HIGH Unpinned npm dependency installation via shell scripts -35

init-vite.sh and init-nextjs.sh execute npm install and npx commands for 15+ packages without version pinning. This creates a supply-chain attack surface where a compromised or typosquatted package could execute arbitrary code via postinstall hooks.

HIGH Shell scripts execute arbitrary commands -17

Three shell scripts (init-vite.sh, init-nextjs.sh, bundle-artifact.sh) are designed to be run via bash. They create files, install packages, and modify project configuration. While individually each command is standard scaffolding, the aggregate effect is significant code execution.

MEDIUM Strong directive overrides for agent behavior -25

SKILL.md uses imperative language (BANNED, NEVER, DO) to override the agent's default design decisions. The agent is instructed to never use certain fonts, never use certain color schemes, and never use certain layouts — even if the user might want them.

MEDIUM Skill instructs agent to execute shell commands -13

The build workflow sections instruct the agent to run bash scripts and npm commands as part of normal operation, effectively getting the agent to execute code on the user's behalf without explicit per-command consent.

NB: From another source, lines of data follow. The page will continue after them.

PR #74, opened 2026-06-12
feat: constant folding

### LINKED ISSUE #509: Const oops' types are not handle by JavaType interface.
**Goals**
Make JavaType interface aware of const oops' types.

**Description**
JavaType interface is used to query a value's type for LLVM passes, but it only read types from attributes and metadatas. Const oops are declared as global variables, and load instructions for them are not attached with metadata

taofengliu:
Implement constant folding for static final fields.
Extend VMCallbackLog to support string arg/result
Also fix https://github.com/jeandle/jeandle-jdk/issues/509

TODO:
- Support stable fields
- Support const array elements folding


llvm/lib/IR/Jeandle/VMCallbackLog.cpp
```diff
@@ -283,13 +336,57 @@ static std::optional<int64_t> parseValue(StringRef Token,
       return std::nullopt;
     return static_cast<int64_t>(Val);
   }
+  case VMCallbackValueType::Long: {
+    int64_t val;
```
Cruise20:
```suggestion
    int64_t Val;
```

llvm/include/llvm/IR/Jeandle/VMCallbackLog.h
```diff
@@ -75,6 +76,38 @@ enum CallbackKind : unsigned { ALL_JEANDLE_VM_CALLBACKS(DEF_CALLBACK_KIND) };
...
+    if (IsString != O.IsString)
+      return IsString < O.IsString;
+    return IsString ? (StrVal < O.StrVal) : (NumVal < O.NumVal);
+  }
+};
+
+} // namespace llvm::jeandle
+
+namespace llvm::jeandle {
+
```
Cruise20:
```suggestion
```

Cruise20 (approved):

LOW External URL references in skill content -5

The skill references external URLs that an agent might fetch, including esm.sh for dependencies, ui.shadcn.com for documentation, and youtube.com embed patterns.

LOW Platform runtime accessed sensitive files during install -10

The OpenClaw runtime (not the skill itself) read .env, .aws/credentials, and auth-profiles.json during installation. While not attributable to the skill, this is noted as the skill's execution context has access to these files.

INFO JIT cache and temp files created during install -5

The OpenClaw runtime created JIT compilation cache files in /tmp/jiti/ and a gateway lock file in /tmp/openclaw-1000/. This is normal platform behavior.

INFO Skill is a fork/derivative of known community skills -10

The skill self-identifies as 'Based on Anthropic's frontend-design, web-artifacts-builder, and community frontend-design-v2 skills' — it is a derivative work, not an original creation. The provenance chain should be verified.